Joel Palix Founder, Palix Unlimited

We know there were a number of strategic buyers fighting to acquire Byredo. This shows a great asset will always sell at a high value because the new owner is able to quickly boost revenues by leveraging its commercial, marketing, buying, e-commerce, supply chains teams worldwide. Fragrance has been a stellar category after COVID with niche fragrances performing particularly well in U.S. and China, hence the interest for such a brand.

The model of Byredo—a balanced combination of own stores, own e-commerce and wholesale—shows the virtues of an omnichannel strategy backed by a strong and unique brand positioning. It also demonstrates luxury beauty takes time to build,but is resilient to macroeconomics ups and downs.

Carlos Timiraos General Manager North America, Foreo

Typically, most brands are just businesses. Byredo was always more than a business, more than a pure-play fragrance brand, more than a beauty brand or luxury brand. While group president at Manzanita-owned Space NK, I met with Ben Gorham several times. Byredo is Ben Gorham, and Ben is a disruptor. With Byredo, Puig didn’t just acquire a brand, they acquired Ben’s philosophy: giving the world all the enrichment it can handle.

My advice for emerging brands seeking to follow in Byredo’s footsteps…well, that’s a hard one since Ben Gorham is a visionary, and how do you advise one to be a visionary? But not being a visionary does not preclude emerging brand leaders from having a vision or being able to execute on that vision.

One piece of advice that I would give is to find the right support, support that is not only financial, but also that will protect and nurture your brand as Ben had found for his brainchild, Byredo, in Manzanita Group, a small family-owned VC that puts people first and truly understands what it means to be family.

Nadine Tapia Founder, Tapia Beauty Group

I see the Puig/Byredo acquisition as a hopeful outlook of more sizable deals to come in the larger brand space. With luxury sales continuing to trend up combined with fragrance also being on the rise, Puig’s decision to acquire Byredo is an example of great timing, brand fit and solid future growth.

Puig has done a wonderful job at nurturing family-owned, meaningful brands, and they have created a hopeful path to emerging brands that build around client connection and purpose.

Kim-Van Dang Founder, KVDAR Inc. and Van Dang Fragrances

I feel that the Puig acquisition of Byredo makes perfect sense. It's a great fit given that Puig has always been about championing iconoclastic creatives, including Jean Paul Gaultier, Dries Van Noten and Comme des Garcons.

Byredo's recent entry into the color cosmetics realm also transformed the indie fragrance house into a global beauty force.

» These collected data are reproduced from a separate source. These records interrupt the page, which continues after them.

PR #1489, opened 2024-08-20
Cleanup incorrect entries in measureColInfoUsage

vasukalariya:
# Description
Summarize the change.
This [method](https://github.com/siglens/siglens/blob/efd321d637320ac577daf25a05cbdcdd6b4c062f/pkg/querytracker/querytracker.go#L226) is responsible for returning the most used group by and measure columns.
We were directly using `MeasureCol` value to populate this usage map. This is not ideal for cases where stats has an eval inside of it. In these cases the value of `MeasureCol` is the value of `strEnc` which is the whole expression like `avg(eval(http_status+10))`.
Now, it checks if the measureAgg has a valueColRequest then it will get the fields and use that to populate the column usage map.
Moreover, we do not need to store entries like `timestamp` and `*`. So, removed these from both the maps at the end.

# Testing
- Insert data
- Run queries `city=Boston | stats avg(eval(if(http_status > 400, "100", "10"))) as avg BY http_method`, `* | stats count by timestamp`.
- Insert new data after a while.
- Earlier it used to show the gcols and measureInfoUsage cols with values like `avg(eval(if(http_status > 400, "100", "10")))`, `timestamp`, `*`
- Now, it fetches the columns properly and cleans up the irrelevant cols.
gcols:  map[http_method:{}]
inMesCols:  map[http_status:true]

Moreover, ran this on the SPL test suite (ingest.csv). From now, on the columns would be fetched properly for stats with eval queries.

# Checklist:


pkg/querytracker/querytracker.go
```diff
@@ -215,6 +215,27 @@ type colUsage struct {
...
+		}
+	} else {
+		measureInfoUsage[measureAgg.MeasureCol] = true
+	}
+}
+
+func RemoveIrrelevantCols[T any](cols map[string]T, irrelevantCols []string) {
+	for _, col := range irrelevantCols {
+		delete(cols, col)
+	}
```
Macbeth98, line 236: I think you can make this as a generic function in `maputils.go`.

pkg/querytracker/querytracker.go
```diff
@@ -304,6 +325,10 @@ func GetTopPersistentAggs(table string) (map[string]struct{}, map[string]bool) {
 		}
 	}
 
+	irrelevantCols := []string{config.GetTimeStampKey(), "*"}
```
Macbeth98, line 328: nit: Also may be you can create this as a global constant instead of declaring and initializing in the function.

Macbeth98: When you do that also rename this so that it reflects the intent of this variable better.

pkg/querytracker/querytracker.go
```diff
@@ -215,6 +215,27 @@ type colUsage struct {
...
+	}
+
+	if measureAgg.ValueColRequest != nil {
+		fields := measureAgg.ValueColRequest.GetFields()
+		for _, field := range fields {
+			measureInfoUsage[field] = true
+		}
+	} else {
+		measureInfoUsage[measureAgg.MeasureCol] = true
+	}
```
AndrewHess, line 230: Is the section in this `if` actually useful to us?
```
		fields := measureAgg.ValueColRequest.GetFields()
		for _, field := range fields {
			measureInfoUsage[field] = true
		}
```
Or should we just skip this `measureAgg` when `ValueColRequest != nil`?

I think this information is only used for `initStarTreeCols()` (which calls `GetTopPersistentAggs()` to get the info), and I think if we have a stats eval query we won't be able to use this info to answer the query anyways, but I might be wrong. Is there a way we can use this for the query, or some other use case where this would be useful?

cc: @nkunal

pkg/querytracker/querytracker.go
vasukalariya: addressed in the latest commit.

pkg/querytracker/querytracker.go
vasukalariya: addressed in the latest commit. We cannot create constant arrays in go. Also creating it as a global var does not seem to call config.GetTimeStampKey(). I think it might be due to the timing of variable and package initialization.

pkg/querytracker/querytracker.go
vasukalariya: addressed in the latest commit.

AndrewHess (approved):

That must have made the brand all the more appealing to Puig, which took a majority stake in British makeup brand Charlotte Tilbury in 2020. Puig is on fire right now, and I am excited to see what they acquire next!

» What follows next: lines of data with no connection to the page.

PR #1496, opened 2024-08-21
Fix: Accumulation of search results

vasukalariya:
# Description
Summarize the change.
Earlier a common SegmentSearchStatus was used to accumulate the results without accounting for the operator type for certain cases.
For example,
`* | search country=Sweden http_method=HEAD | search city=def OR city=Boston`
A search like this will combine the results of `country=Sweden` and `http_method=HEAD` with an `AND` condition.
Results of `city=def` and `city=Boston` will be merged on the previous results with `OR` condition. Which is incorrect, we have to take accountability for the fact that the later search is on top of the existing search (`search country=Sweden http_method=HEAD`). 
Due to this, it was returning 1099 (69 matches for `country=Sweden AND http_method=HEAD`, 1032 matches for `city=Boston`, and 2 matches were common satisfying `country=Sweden AND http_method=HEAD AND city=Boston`. So 1032+69-2 = 1099) results instead of 4 (which satisfies the condition`country=Sweden AND http_method=HEAD` AND (city=Boston OR city=def)`).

Julie Garza Founder, Belleza Brand Blueprints

As the market continues to evolve and shift and with the fragrance category experiencing tremendous growth, this acquisition seems like the perfect marriage. Byredo has established itself as a modern luxury lifestyle brand with strong consumer connection and has achieved massive growth in the last few years with a gender-neutral approach. Puig’s established luxury label portfolio will contribute their expertise and development while acquiring a new demographic to their portfolio of brands.

I believe it is evidence of broader dynamics happening in the beauty lifestyle space. Puig like many others reorganized its business structure in 2020 and created three divisions, which included beauty and fashion setting the stage to acquire new brands that would allow them to reach their goal of 3 billion euros in sales in 2023.

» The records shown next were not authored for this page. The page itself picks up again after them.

PR #1503, opened 2024-08-22
Dropping of column in agileTree

vasukalariya:
# Description
Summarize the change.
Added Drop column functionality to agileTrees.
This also fixes a bug for aggregations (this got created when we moved from utils.CValueEnclosure to *utils.Number).
Aggregate was copying the pointers instead of values when it sees the first children. So, when child gets modified so does the parent. Now, it properly copies the child.

Merge approach:
- To remove a level say x from the tree, the parent of x has to be linked with the child of x.
- These new sets of children can have duplicates, this duplicacy can carry forward in further children nodes.
- To tackle this, we will collect the common key nodes at each step and add them as commonChildren.
- The first child in each set of commonChildren will be picked as the final child and will have the correct hierarchy.
- Upon recursively returning we will properly link the parent to the children and clean up commonChildren.

This function can only drop a single column in one call. To drop multiple columns we will need to call this multiple times.

Upon verification, we can decide whether to use the currently proposed merging approach or recreate the tree by reading the data again.

# Testing
Added unit tests to further validate this.
- Set number of records per WIP to be around 500
- Ingest data
- Run PQS queries
```
"city=F* | stats min(latitude) BY city",
"city=F* | stats max(longitude) BY city",
"city=F* | stats sum(http_status) BY city",
"city=F* | stats count(http_status) BY city",
"app_name=Basketd* | stats min(latitude) BY app_name",
"app_name=Basketd* | stats max(longitude) BY app_name",
"app_name=Basketd* | stats sum(http_status) BY app_name",
"app_name=Basketd* | stats count(http_status) BY app_name",
"country=I* | stats min(latitude) BY country",
"country=I* | stats max(longitude) BY country",
"country=I* | stats sum(http_status) BY country",
"country=I* | stats count(http_status) BY country",
"* | stats min(latitude) BY http_method",
"* | stats max(longitude) BY http_method",
"* | stats sum(http_status) BY http_method",
"* | stats count(http_status) BY http_method",
```
- Ingest some more data (agileTrees creation should start, notice dropping of column app_name during blockNum 2)
- Verify results by querying (remember to set the config.Aggs to true so that agileTrees can be used)

```
* | stats count(longitude) BY city | sort city
Verification: city=<some city> | stats count(longitude)
* | stats sum(http_status) BY country | sort country
Verification: country=<some country> | stats sum(http_status)
* | stats sum(http_status) BY http_method | sort http_method
Verification: http_method=<some http_method> | stats sum(http_status) // Checked this for all of them

// For multiple group BY
* | stats sum(http_status) by city, http_method | sort city
Verification: city=<some city> | stats sum(http_status) BY http_method
```
During ingestion/agileTree creation verify the number of nodes
`
INFO[2024-08-29 07:39:12] checkAndRotateColFiles: Release STB, segkey: data/sigsingle.FqXHsNRJFR8tfvhSd6sdJQ/active/ind-0/0-0-3544697602014606120/2/2, stree node count: 11266 , Each Col NodeCount: map[app_name:0 city:98 country:249 http_method:6] 
`
For a normal ingest scenario nodes seems to be similar
`
INFO[2024-08-29 07:42:25] checkAndRotateColFiles: Release STB, segkey: data/sigsingle.4KGn6NwYSP2yMpxVxcBnC6/active/ind-0/0-0-3544697602014606120/2/2, stree node count: 10266 , Each Col NodeCount: map[city:98 country:249 http_method:6]
`

# Checklist:


pkg/segment/writer/agiletree.go
```diff
@@ -279,6 +280,149 @@ func (stb *StarTreeBuilder) insertIntoTree(node *Node, colVals []uint32, recNum
...
+		if err != nil {
+			return err
+		}
+		delete(node.children, child.myKey)
+	}
+
+	return nil
+}
+
+func (stb *StarTreeBuilder) removeLevelFromTree(node *Node, currIdx uint, idxToRemove uint, lastIdx uint) error {
```
AndrewHess, line 375: nit: at some point it would be good to make a wrapper for this like `removeColumn(colName string)` that just calls this method with the correct parameters. That would also make your unit tests a little more clear because you can test on `removeColumn()` instead of testing `removeLevelFromTree()` directly

pkg/segment/writer/agiletree.go
```diff
@@ -279,6 +280,149 @@ func (stb *StarTreeBuilder) insertIntoTree(node *Node, colVals []uint32, recNum
...
+		if err != nil {
+			log.Errorf("updateAggVals: error in count err:%v", err)
+			return err
+		}
+	}
+
+	return nil
+}
+
+func (stb *StarTreeBuilder) cleanupCommonChildren(currNode *Node) error {
```
AndrewHess, line 326: So this recursively merges nodes lower in the tree where the nodes are the same now that a level somewhere above was deleted, right?

AndrewHess (commented):
I think as a draft this is looking good. I think this approach should work, but even if we go with a different approach we should be able to keep the unit tests you've added here

pkg/segment/writer/startree_test.go
```diff
@@ -594,3 +594,377 @@ func TestStarTreeMediumEncodingDecoding(t *testing.T) {
...
+
+	gcWorkBuf := make([][]string, len(groupByCols))
+	for colNum := 0; colNum < len(groupByCols); colNum++ {
+		gcWorkBuf[colNum] = make([]string, MaxAgileTreeNodeCount)
+	}
+
+	// basic test
+	var builder StarTreeBuilder
+	for trial := 0; trial < 10; trial += 1 {
+		builder.ResetSegTree(groupByCols, mColNames, gcWorkBuf)
```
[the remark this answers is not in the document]
vasukalariya: I just took the reference from the above-mentioned tests. I think it's just to ensure there is never a case for non-determinism.

pkg/segment/writer/agiletree.go
vasukalariya: it properly links the children of the common nodes to the first node along with the aggs. Then, it recursively calls this for their own children and so on. While returning it links the node with the first child and cleans up accumulated nodes i.e. `commonChildren`.

pkg/segment/writer/startree_test.go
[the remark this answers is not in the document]
AndrewHess: Ok if there's not a good reason to do it multiple times, you should do it just once. (it's fine for now, but when the PR is marked Ready for Review it should be changed unless there's a good reason to keep it)

pkg/segment/writer/agiletree.go
AndrewHess: Ok nice. When the PR is marked Ready for Review it would probably be good to rename this function to make it more obvious. I think there were a few other things that could be good to rename, but I didn't note them during my review since the PR is Draft

pkg/segment/writer/startree_test.go
```diff
@@ -769,6 +770,61 @@ func getTotalLevels(node *Node) int {
...
+	for recNum := uint16(0); recNum < numRecs; recNum += 1 {
+		for i, grpValues := range recGroupByValues[recNum] {
+			mp[builder.groupByKeys[i]][grpValues] = builder.wipRecNumToColEnc[i][recNum]
+		}
+	}
+
+	return mp, nil
+}
+
+func getTree(t *testing.T, root *Node, ans map[string][]utils.CValueEnclosure, key string) {
```
AndrewHess, line 789: nit: rename `ans`; I'm not sure what it means

pkg/segment/writer/startree_test.go
```diff
@@ -769,6 +770,61 @@ func getTotalLevels(node *Node) int {
...
+	mp := make(map[string]map[string]uint32)
+	for colNum := range builder.groupByKeys {
+		mp[builder.groupByKeys[colNum]] = make(map[string]uint32)
+	}
+
+	for recNum := uint16(0); recNum < numRecs; recNum += 1 {
+		for i, grpValues := range recGroupByValues[recNum] {
+			mp[builder.groupByKeys[i]][grpValues] = builder.wipRecNumToColEnc[i][recNum]
+		}
+	}
```
AndrewHess, line 784: nit: this code is hard for me to understand, so it takes me a while to review. Here's the questions I had reading this:
1. What is `DeriveEnc` supposed to do? Perhaps a different name would make it more clear.
2. What does `mp` store? It looks like you wanted to name it `map` but that's a keyword so you went with `mp`. Just from `mp := make(map[string]map[string]uint32)`, I have very little idea what this is going to store

pkg/segment/writer/startree_test.go
```diff
@@ -769,6 +770,61 @@ func getTotalLevels(node *Node) int {
...
+		keys = append(keys, fmt.Sprintf("%v", encMap[col][grpVals[i]]))
+	}
+	return strings.Join(keys, "_")
+}
+
+func testAggs(t *testing.T, expected []int, aggVals []utils.CValueEnclosure) {
+	assert.Equal(t, len(expected), len(aggVals))
+
+	for i := 0; i < len(expected); i++ {
+		if i%TotalMeasFns == MeasFnCountIdx {
```
AndrewHess, line 818: nit: it looks like this function implicitly assumes `expected` (and `aggVals`) are for [these](https://github.com/siglens/siglens/blob/develop/pkg/segment/writer/agiletree.go#L42-L45) measure functions, in exactly that order. It might be good to make that assumption more explicit

pkg/segment/writer/startree_test.go
```diff
@@ -817,25 +892,52 @@ func TestStarTree2(t *testing.T) {
...
-
-	gcWorkBuf := make([][]string, len(groupByCols))
-	for colNum := 0; colNum < len(groupByCols); colNum++ {
-		gcWorkBuf[colNum] = make([]string, MaxAgileTreeNodeCount)
-	}
-
 	// basic test
 	var builder StarTreeBuilder
-	for trial := 0; trial < 10; trial += 1 {
+	for trial := 0; trial < 1; trial += 1 {
```
AndrewHess, line 897: nit: Now you don't need the loop

pkg/segment/writer/startree_test.go
```diff
@@ -817,25 +892,52 @@ func TestStarTree2(t *testing.T) {
...
 		_, err = builder.EncodeStarTree(ss.SegmentKey)
 		assert.NoError(t, err)
 
+		// check the tree structure
+		assert.Equal(t, 13, len(tree))
+		key := createKey(root, encMap, groupByCols, []string{"toyota", "green", "sedan"})
+		testAggs(t, []int{10, 10, 10, 1, 9, 9, 9, 1, 5, 5, 5, 1}, tree[key])
+		key = createKey(root, encMap, groupByCols, []string{"toyota", "yellow", "sedan"})
+		testAggs(t, []int{8, 8, 8, 1, 7, 7, 7, 1, 3, 3, 3, 1}, tree[key])
+		key = createKey(root, encMap, groupByCols, []string{"toyota", "red", "suv"})
```
AndrewHess, line 918: This is hard for me to verify.

It might be good to have this for one of your tests, to make sure the tree structure is exactly what we expect. But for most of your tests, it might be better to do something like this:
1. Ingest some data
2. Run various queries on it (not necessarily a full SPL query; just get the relevant data out of the tree and aggregated and/or bucketed correctly) and ensure they all give the correct results (it should be fairly easy for someone to read the code and verify they're the expected results)
3. Drop a column (or multiple columns)
4. Run the same queries as before that you still have all the columns for, and check that they give the same results

pkg/segment/writer/startree_test.go
AndrewHess: Actually I think this is the `answer`—the result you want from running `getTree`, right? In that case, maybe renaming `getTree` would be good to clarify what exactly we are getting

pkg/segment/writer/agiletree.go
vasukalariya: addressed in the latest commit.

pkg/segment/writer/agiletree.go
vasukalariya: addressed in the latest commit.

pkg/segment/writer/startree_test.go
vasukalariya: addressed in the latest commit.

pkg/segment/writer/startree_test.go
vasukalariya: Have renamed it and added a comment explaining what it does. TLDR: There is no specific way to get the reverse mapping of colValues to enc. So iterate over the records and manually create this reverse encoding map.

pkg/segment/writer/startree_test.go
vasukalariya: addressed in the latest commit.

pkg/segment/writer/startree_test.go
vasukalariya: addressed in the latest commit.

pkg/segment/writer/startree_test.go
vasukalariya: I have verified this using an end-to-end test procedure mentioned above. Creating an end-to-end unit test will take time because a lot of setup is necessary.

pkg/segment/writer/agiletree.go
```diff
@@ -142,7 +143,11 @@ func (stb *StarTreeBuilder) GetNodeCount() int {
 func (stb *StarTreeBuilder) GetEachColNodeCount() map[string]uint32 {
 	res := make(map[string]uint32)
 	for colIdx, lastNum := range stb.segDictLastNum {
-		res[stb.groupByKeys[colIdx]] = lastNum
+		if stb.droppedCols[colIdx] {
+			res[stb.groupByKeys[colIdx]] = 0
+		} else {
+			res[stb.groupByKeys[colIdx]] = lastNum
+		}
```
AndrewHess, line 150: This seems odd to me that we need to know which columns were dropped when we get the node count for each column. Why doesn't dropping a column put the tree in the same state as it would be in if the column was never added?

pkg/segment/writer/agiletree.go
```diff
@@ -216,6 +222,34 @@ func (stb *StarTreeBuilder) DropSegTree(stbDictEncWorkBuf [][]string) {
...
+	if dropLevel == -1 {
+		return fmt.Errorf("DropColumn: column to drop %v not found", colToDrop)
+	}
+	if stb.droppedCols[dropLevel] {
+		return fmt.Errorf("DropColumn: column %v already dropped", colToDrop)
+	}
+	nextLevel := stb.getNextLevel(-1)
+	if nextLevel == -1 {
+		return fmt.Errorf("DropColumn: cannot drop last column")
+	}
```
AndrewHess, line 242: Why are there restrictions on which columns we can drop?

pkg/segment/writer/segstore.go
```diff
@@ -831,21 +831,31 @@ func CleanupUnrotatedSegment(segstore *SegStore, streamId string, resetSegstore
 	return nil
 }
 
-func (segstore *SegStore) isAnyAtreeColAboveCardLimit() (string, bool, uint64) {
+func (segstore *SegStore) getColsAboveCardLimit() ([]string, []uint64) {
 
-	for _, cname := range segstore.stbHolder.stbPtr.GetGroupByKeys() {
+	highCardCols := []string{}
+	highCardVals := []uint64{}
```
AndrewHess, line 837: nit: These are tightly coupled—they should always have the same length. Would it be better to combine them into a `map[string]uint64`? If not, what about combining them into a `[]someNewType` where `someNewType` has fields for the column name and cardinality?

pkg/segment/writer/segstore.go
```diff
@@ -938,18 +948,28 @@ func (segstore *SegStore) computeStarTree() {
...
+			log.Warnf("computeStarTree: Dropping SegTree All remaining cols %v found with high card: %v, blockNum: %v",
+				highCardCols, highCardVals, segstore.numBlocks)
 			segstore.stbHolder.stbPtr.DropSegTree(segstore.stbDictEncWorkBuf)
 			segstore.stbHolder.ReleaseSTB()
 			segstore.stbHolder = nil
 			return
 		}
+		for idx, cname := range highCardCols {
+			log.Warnf("computeStarTree: Dropping column, found cname: %v with high card: %v, blockNum: %v",
+				cname, highCardVals[idx], segstore.numBlocks)
```
AndrewHess, line 963: nit: for log messages, it would be good to be a little more clear
```suggestion
			log.Warnf("computeStarTree: Dropping column, found cname: %v with high cardinality: %v, blockNum: %v",
				cname, highCardVals[idx], segstore.numBlocks)
```

Same for lines 954-955

pkg/segment/writer/startree_test.go
AndrewHess, line 1: It would be good to add a simple test that tries to drop invalid columns

Also thanks for renaming `DeriveEnc -> GetColValueEncodings` and `getTree -> populateAggsFromTree`. The new names are much easier for me to understand

AndrewHess (commented):
This is looking pretty good. A few notes:
1. I think you're adding some unnecessary complexity with keeping track of which columns have been dropped. Then in several places when you iterate over the tree looking for certain things, you have an extra check to see if that column's been dropped. I think it would be cleaner to make dropping a column put the tree in the same state as if the tree was never built with that column. What do you think?
2. The change from `CValueEnclosure` to `Number` probably could have been a separate small PR after this one, since it seems independent of dropping columns. But it's not a problem that it's in this PR

pkg/segment/writer/agiletree.go
vasukalariya: It's just that I don't want to move all of these fields around. Even Kunal agreed that doing this will cause memory and performance issues.

pkg/segment/writer/agiletree.go
vasukalariya: Sorry the comment is incorrect. It means that we don't have any columns to drop.

pkg/segment/writer/segstore.go
vasukalariya: Have modified the code to take in columns to drop as an array of strings. If we create someNewType we would need to pass it to the agileTree and it won't be modular. I can however create a map, just let me know if this needs change as per latest code.

pkg/segment/writer/agiletree.go
```diff
@@ -222,30 +216,64 @@ func (stb *StarTreeBuilder) DropSegTree(stbDictEncWorkBuf [][]string) {
...
 	if err != nil {
 		return err
 	}
+	stb.numGroupByCols--
+	stb.groupByKeys = newGrpByKeys
 
-	stb.droppedCols[dropLevel] = true
+	// Rest of the cleanup is done in DropColumns for efficiency
 
 	return nil
```
AndrewHess, line 278: You're inside `DropColumn()` which is a public function, so you can't rely on `DropColumns()` being the the caller. Either make `DropColumn()` private, or do the cleanup here

pkg/segment/writer/segstore.go
AndrewHess: Ok, I think it would be good to combine these into one map, but I haven't thought too much about this. So use your judgement about whether that will make the code cleaner.

pkg/segment/writer/agiletree.go
```diff
@@ -222,30 +216,64 @@ func (stb *StarTreeBuilder) DropSegTree(stbDictEncWorkBuf [][]string) {
...
+		}
+		dropIndexes[colIdx] = struct{}{}
+	}
+
+	stb.segDictMap = toputils.RemoveElements(stb.segDictMap, dropIndexes)
+	stb.segDictEncRev = toputils.RemoveElements(stb.segDictEncRev, dropIndexes)
+	stb.segDictLastNum = toputils.RemoveElements(stb.segDictLastNum, dropIndexes)
+
+	// No need to update wipRecNumToColEnc, since it will be reset in each ComputeStarTree based on groupByKeys
+	stb.wipRecNumToColEnc = stb.wipRecNumToColEnc[:stb.numGroupByCols]
```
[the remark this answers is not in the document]
vasukalariya: Just resizing it directly. I am not finding the correct column indexes and filter those out properly just like I did for the previous 3 members.
```
stb.segDictMap = toputils.RemoveElements(stb.segDictMap, dropIndexes)
stb.segDictEncRev = toputils.RemoveElements(stb.segDictEncRev, dropIndexes)
stb.segDictLastNum = toputils.RemoveElements(stb.segDictLastNum, dropIndexes)
```
So, technically you are not processing it explicitly, we are just resizing it, directly cause in the ComputeStarTree call we will create the encodings and update this member.

pkg/segment/writer/agiletree.go
vasukalariya: addressed in the latest commit.

pkg/segment/writer/agiletree.go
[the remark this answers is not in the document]
vasukalariya: Made the comment more clear.

pkg/segment/writer/agiletree.go
```diff
@@ -222,30 +216,64 @@ func (stb *StarTreeBuilder) DropSegTree(stbDictEncWorkBuf [][]string) {
...
+		colIdx, exists := mapColNameToIdx[colToDrop]
+		if !exists {
+			return fmt.Errorf("DropColumns: column to drop %v not found", colToDrop)
+		}
+		err := stb.DropColumn(colToDrop)
+		if err != nil {
+			return fmt.Errorf("DropColumns: Error while dropping column %v, err: %v", colToDrop, err)
+		}
+		dropIndexes[colIdx] = struct{}{}
+	}
```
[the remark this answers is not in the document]
vasukalariya: addressed in the latest commit.

pkg/segment/writer/segstore.go
vasukalariya: addressed in the latest commit. Used the `map[string]uint64`, have not used generics on the DropColumns method, because if we want to optimize further in future regarding some estimation of the order of dropping columns based on cardinality, it would be good to have it here and currently this function is explicitly used for dropping high cardinality columns.

pkg/segment/writer/agiletree.go
```diff
@@ -230,12 +230,16 @@ func (stb *StarTreeBuilder) DropColumns(colsToDrop []string) error {
 	}
 
 	// check if all columns to drop are present
-	for _, colToDrop := range colsToDrop {
-		colIdx, exists := mapColNameToIdx[colToDrop]
-		if !exists {
-			return fmt.Errorf("DropColumns: column to drop %v not found", colToDrop)
+	for colcolsToDrop := range colsToDrop {
+		if _, exists := mapColNameToIdx[colcolsToDrop]; !exists {
+			return fmt.Errorf("DropColumns: column to drop %v not found", colcolsToDrop)
```
AndrewHess, line 235: nit: rename `colcolsToDrop` to `colToDrop`, or `col`, or similar

pkg/segment/writer/agiletree.go
```diff
@@ -216,7 +216,7 @@ func (stb *StarTreeBuilder) DropSegTree(stbDictEncWorkBuf [][]string) {
 	stb.ResetSegTree(stb.groupByKeys, stb.mColNames, stbDictEncWorkBuf)
 }
 
-func (stb *StarTreeBuilder) DropColumns(colsToDrop []string) error {
+func (stb *StarTreeBuilder) DropColumns(colsToDrop map[string]uint64) error {
```
AndrewHess, line 219: What is the `uint64` for in this map? It doesn't look like you use the `uint64` in this function, so you probably shouldn't have it.

It looks like this is actually the map of column names and their cardinality that you're getting like this:
```
colsToDrop := segstore.getColsAboveCardLimit()
```
Is that right?

Here's what I would suggest:
1. Find a one-liner way to get the keys from a map. Getting them either as a `[]string` or a `map[string]struct{}` should be fine. Write a util in `maputils.go` if you need to
2. Change `colsToDrop` either back to `[]string` or to `map[string]struct{}`
3. Keep `colsToDrop := segstore.getColsAboveCardLimit()`, but then call your one-liner to extract the keys as a slice/set, and pass that to `DropColumns()`

pkg/segment/writer/agiletree.go
```diff
@@ -246,13 +250,14 @@ func (stb *StarTreeBuilder) DropColumns(colsToDrop []string) error {
 	stb.segDictEncRev = toputils.RemoveElements(stb.segDictEncRev, dropIndexes)
 	stb.segDictLastNum = toputils.RemoveElements(stb.segDictLastNum, dropIndexes)
 
-	// No need to update wipRecNumToColEnc, since it will be reset in each ComputeStarTree based on groupByKeys
+	// No need to update wipRecNumToColEnc based on index, since it will be repopulated based on update groupByKeys in creatEnc
 	stb.wipRecNumToColEnc = stb.wipRecNumToColEnc[:stb.numGroupByCols]
```
AndrewHess, line 254: I'm still confused
1. What does "based on index" mean? I don't see a variable `index`
2. You're not calling `creatEnc()` in this (public) function though, so you don't know that the caller will invoke `creatEnc()`. If the caller doesn't, will this tree be in an invalid state?

vasukalariya: Above members are cleaned up based on the index of dropped columns. This particular member doesn't need to be cleaned up since it is repopulated in ComputeStarTree. Have added comment to clarify this.

pkg/segment/writer/agiletree.go
vasukalariya: addressed in the latest commit.

pkg/segment/writer/agiletree.go
vasukalariya: addressed in the latest commit.

AndrewHess (approved):
Looks good

AndrewHess (approved):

Below are points emerging beauty brands should draw from Byredo’s trajectory:

  • Carve out your niche space that will allow you to stay true to your founding principles.
  • Listen to your consumer and ensure you are connecting with them at every touch point with your brand.
  • Distribution channels and market strategies are key to your success. Pay attention to timing when entering new distributin and markets.
  • Always keep your pulse on trends, white space opportunities for assortment and new categories that are right for your brand ethos.